▶ **Exercise objective**:
Say the data back exactly as it is written below.

▶ **Supplied records**:

PR #204, opened 2017-11-29
Include all states for `latest` and `last`.

Random-Liu:
Keep docker CLI behavior.
/cc @abhi 


abhi:
LGTM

▶ **Result of this exercise**:
PR #204, opened 2017-11-29
Include all states for `latest` and `last`.

Random-Liu:
Keep docker CLI behavior.
/cc @abhi 


abhi:
LGTM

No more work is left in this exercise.